En esas andaba cuando recalé en Barcelona. Nada de
visados, nada de trabajo, eso sí, una actitud más
constructiva de los editores y agentes españoles frente
a mi incipiente obra y una propuesta de varios amigos para
que escribiera una novela juvenil. Como tengo familia y debía
ponerme en actitud práctica, la escribí. Mapaná,
se llama y la maleditó Planeta Colombia en febrero
del año 2000.
Como el mundo sigue su marcha así uno esté borracho,
para esa época ya tenía una oferta para publicar
engome y me había dado cuenta de que las estructuras
de las dos novelas se parecían demasiado. Quería
publicar engome, pero quería cambiarla un poco. Al
mismo tiempo había conseguido una chanfa escribiendo
reseñas en un periódico barcelonés y
leía bastante. Me encontré con Páginas
de vuelta de Santiago Gamboa, con Basura de Héctor
Abad y, con un descubrimiento majestuoso, Los detectives salvajes
de Roberto Bolaño.
Gracias a estas y algunas otras lecturas hallé una
formula para ampliar el universo de mi novela: hacer un poco
de metaliteratura y romper con unos esquemas narrativos que
ya empezaban a ahogarme. El resultado de estos juegos literarios
y de esos días febriles que siguen al enamoramiento
literario es La lectora. |
Sin embargo, no quería
caer en obras farragosas ni de carácter pretencioso o demasiado
intelectualoide. Me gusta el gran público, no sólo
por el dinero sino porque estoy absolutamente convencido de que
la literatura es una acto de comunicación y no un desfile
de vanidades enfermizas. Entonces dejé volar la imaginación,
escribí las historias desde diversos puntos de vista, parodié
a nuestro premio nóbel, hice relatos a punta de puro dialogo,
ensayé diversas voces narrativas, escribí cartas,
creé nuevos personajes, hice una introducción que
me ayudó a estructurar la novela y hasta escribí
una especie de epílogo, en fin... me fume verde la yerba
de la creación y obtuve un montón de material que
giraba alrededor de la obra original.
Con todo ese caos sobre la mesa, me destape una cerveza fría,
me puse una mascara de cirujano y me di a la tarea de armar un
libro que tuviera una cuantos juegos literarios pero que se dejara
leer como una sencilla novela de aventuras. No fue fácil,
en el camino tuve que rescribir bastante y, lo más doloroso,
desechar o dejar medio escritas historias que me gustaban mucho.
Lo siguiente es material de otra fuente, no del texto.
PR #480, opened 2019-10-14
feature/ST-356-add-option-to-use-stage/prod-urls-like-in-APMs

pgs-gmartowski:


example/index.html
```diff
@@ -101,6 +101,7 @@ <h1 class="example-form__title">
           },
           analytics: true,
           animatedCard: true,
+          livestatus: 0,
```
pgs-gmartowski: @james-simpson-ST 
1. Could livestatus be here in the main configuration (It will be common for all payment types) ?
2. Shouldn't it be boolean ?

src/ST.ts
```diff
@@ -263,6 +264,7 @@ class ST {
       this._threedinit = threedinit;
       this._cachetoken = cachetoken;
     }
+    this._livestatus = livestatus;
```
james-simpson-ST: If live status is not defined we want to default to 0 (testing) so merchants don't accidentally put their transactions live

pgs-gmartowski: Good point !

pgs-gmartowski: Done; additionally we have `livestatus` in interface `IConfig` set as obligatory.

james-simpson-ST: This should be changed to optional as I don't want to break merchants currently testing that have not passed in livestatus while testing

pgs-gmartowski: Oh, I see, ok sure

pgs-gmartowski: ok, done

PR #513, opened 2019-10-31
develop_paymentcardrefactor

pgs-gmartowski:


pgs-gmartowski:
@james-simpson-ST I'll create new branch for unit tests (couple of classes lost its code coverage after my refactor).

james-simpson-ST:
I was expecting to see that BinLookup could also be removed from the js-payments so we're not duplicating that logic between the two libraries. Maybe we need to expose the binLookup call as a function in the js-payments-card so that it can be called and any required attributes can be accessed by the js-payments library -  do we want a task for this?

pgs-gmartowski:
> I was expecting to see that BinLookup could also be removed from the js-payments so we're not duplicating that logic between the two libraries. Maybe we need to expose the binLookup call as a function in the js-payments-card so that it can be called and any required attributes can be accessed by the js-payments library - do we want a task for this?

Good point, I think it might be moved to the separate package which can be imported. 
Yes, I'll add task for this tomorrow.
I think we can also delete couple of dependencies in js-payments and js-payments-card as well.

src/json/credentials.json
```diff
@@ -0,0 +1,9 @@
+{
+  "jwt": "eyJ0eXAiOiJKV1QiLCJhbGciOiJIUzI1NiJ9.eyJpc3MiOiJhbTAzMTAuYXV0b2FwaSIsImlhdCI6MTU3Nzk2ODQwMC4wODgzNDg2LCJwYXlsb2FkIjp7Im1haW5hbW91bnQiOiIxMC4wMCIsImFjY291bnR0eXBlZGVzY3JpcHRpb24iOiJFQ09NIiwiY3VycmVuY3lpc28zYSI6IkdCUCIsInNpdGVyZWZlcmVuY2UiOiJ0ZXN0X2phbWVzMzg2NDEiLCJsb2NhbGUiOiJlbl9HQiJ9fQ.TIEvASL1KHqYlQ0j_kadK0x9JFXlZ13W8jEyEEMQQWo",
+  "visaCheckout": {
+    "merchantId": "DUT1MEXJO10RARJF2S521ImTyKfn3_JmxePdXcydQIUb4kx4"
+  },
+  "applePay": {
+    "merchantId": "merchant.net.securetrading.test"
+  }
+}
```
pgs-gmartowski: @james-simpson-ST, @wirus15 - this is not exactly what Maciej mentioned in comment, but IMO we should somehow provide 'testing credentials' for users. I'm not sure if it should be here, but it has to be provided some way. I think the other options are:
- attaching credentials in markdown file (description of library)
- sending credentials to merchants by email ('on demand')
Guys, what do you think `bout this ?

james-simpson-ST: I agree we need to better direct our merchants to signup. We've recently improved the docs for the JS so we probably want to change the link to "API documentation" to point to https://docs.securetrading.com/document/javascript-library/ and maybe make it stand out more that they should go there to find out how to use the library - maybe move it to the top instead of the Quickstart section?

james-simpson-ST: In terms of merchants getting the credentials, the documents outline how to do this

PR #528, opened 2019-11-07
feature/ST-385-link-js-payments-card-to-js-payments-library

pgs-gmartowski:


example/index.ts
```diff
@@ -4,3 +4,10 @@
  * It can be treated as a reference for merchants how to integrate with STJS.
  */
 import './style.scss';
+import Card from '@securetrading/js-payments-card/dist/stcard.js';
+import '@securetrading/js-payments-card/dist/stcardstyle.css';
```
pgs-gmartowski: info: this is just for now; in new version of js-payments-card we've got new path without `/dist/`

PR #530, opened 2019-11-12
Hotfix/apple pay supported networks

james-simpson-ST:
We now use the supportedNetworks passed in by the merchant in the config to determine a subset of supportedNetworks based on what is supported by the device

### DIFF
--- a/src/core/integrations/ApplePay.ts
+++ b/src/core/integrations/ApplePay.ts
@@ -231,15 +231,28 @@ export class ApplePay {
    * @private
    */
   private _setSupportedNetworks() {
+    let supportedNetworks;
     if (this.applePayVersion <= ApplePay.APPLE_PAY_MIN_VERSION) {
-      this._paymentRequest.supportedNetworks = ApplePay.BASIC_SUPPORTED_NETWORKS;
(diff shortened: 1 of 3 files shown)


src/core/integrations/ApplePay.ts
```diff
@@ -231,15 +231,28 @@ export class ApplePay {
...
     ) {
-      this._paymentRequest.supportedNetworks = ApplePay.VERSION_4_SUPPORTED_NETWORKS;
+      supportedNetworks = ApplePay.VERSION_4_SUPPORTED_NETWORKS;
     } else {
-      this._paymentRequest.supportedNetworks = ApplePay.VERSION_5_SUPPORTED_NETWORKS;
+      supportedNetworks = ApplePay.VERSION_5_SUPPORTED_NETWORKS;
+    }
+    if (this._paymentRequest.supportedNetworks.length > 0) {
+      const userDefinedSupportedNetworks: string[] = [];
+      let i;
```
pgs-gmartowski: should this be outside `for ... in loop` ? why not  `for (let i in supportedNetworks) {`

james-simpson-ST: Updated to put into for loop :)

PR #531, opened 2019-11-13
Only process JSINIT at this point if deferInit is true

james-simpson-ST:
Fixes STJS-389


pgs-gmartowski:
> Fixes STJS-389

Good point !

james-simpson-ST:
I think this needs further testing and maybe a different fix. I have just tried to use deferInit and updateJWT and this doesn't seem to be working @msakowicz could you set up some test cases for this and then @pgs-gmartowski could you take over this bugfix to investigate why the amount is not changing to the correct amount. It seems as though the init is being fired twice even if deferInit is true

We need to test 
1) deferInit: true and updateJWT works as intended (i.e. uses the new amount after the JWT is updated)
2) startOnLoad works when deferInit: false (i.e. the JWT contains the pan/expiry/securitycode and the payment is performed straight away)

PR #532, opened 2019-11-13
feature/ST-379-migrate-formatting-and-validation

pgs-gmartowski:


src/components/control-frame/ControlFrame.ts
```diff
@@ -396,14 +396,18 @@ class ControlFrame extends Frame {
       this._formFields,
       deferInit
     );
+    console.error(validity);
```
james-simpson-ST: We should remove these console logs

pgs-gmartowski: oops, sorry :)

pgs-gmartowski: done

PR #538, opened 2019-11-13
feature/ST-377-hide-cvv-field-continuation-in-js-payments

pgs-gmartowski:


pgs-gmartowski:
Still couple of unit tests needed here, but generally it can be reviewed to make sure if this is what we want to have

pgs-gmartowski:
@james-simpson-ST I've made 'small' refactor here too ;)

PR #585, opened 2019-12-09
Hotfix/serialize javascript vulnerability

pgs-gmartowski:


pgs-gmartowski:
@james-simpson-ST There is a one plugin in which we still got obsolete serialize-javascript library version, it's copy-webpack-plugin - we should raise new issue in it's repo - they've got a bug in code.

PR #586, opened 2019-12-09
feature/ST-443-provide-translated-labels-to-js-payments-card

pgs-gmartowski:


src/components/animated-card/animated-card.ts
```diff
@@ -8,10 +8,10 @@ if (Card && document.URL.includes('animated')) {
   // @ts-ignore
   const card: Card = new Card({
     animatedCardContainer: 'st-animated-card',
-    locale: 'en_GB'
+    locale: localStorage.getItem('locale') ? localStorage.getItem('locale') : 'en_GB'
```
pgs-gmartowski: info: it looks like we can use localStorage to provide current language and we don't need to change anything in js-payments-card

PR #603, opened 2019-12-16
feature/ST-400-control-frame-ut

pgs-gmartowski:


src/components/control-frame/ControlFrame.ts
```diff
@@ -3,6 +3,7 @@ import { StCodec } from '../../core/classes/StCodec.class';
 import {
   FormFieldsDetails,
   FormFieldsValidity,
+  IDecodedJwt,
```
pgs-gmartowski: info: one more `interface` needed - BTW there are more places where we have `any` and we have to get rid of them as soon as it's possible.

src/core/models/ControlFrame.ts
```diff
@@ -58,11 +58,28 @@ const FormFieldsValidity: IFormFieldsValidity = {
...
+  payload: {
+    accounttypedescription: string;
+    baseamount: string;
+    currencyiso3a: string;
+    locale: string;
+    mainamount: string;
+    pan: string;
+    expirydate: string;
+    securitycode: string;
+    sitereference: string;
```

Pero que le iba a hacer, uno no puede acostarse con todas las
mujeres que le gustan, no puede leerse todos los libros que le
recomiendan y, además, si uno dice que cree en algo, ya
no le queda más remedio que sostener lo dicho así
le duela el alma y le tiemblen las pelotas. Total, mucho trabajo
desechado, mucha mutilación verbal y mucha sangre derramada
sobre las hojas blancas.
Debo anotar que en el proceso
también colaboraron varios amigos, que estuve atento
a observaciones de algunos lectores neófitos y que
fue de gran ayuda un hombre joven, bien educado, bien peluquiado
y bien casado, al que no le faltó arrojó para
apoyarme en los momentos duros y al que puedo llamar con afecto
(no siempre, no se debe exagerar): mi editor.
Esa es en pocas palabras, una descripción del proceso.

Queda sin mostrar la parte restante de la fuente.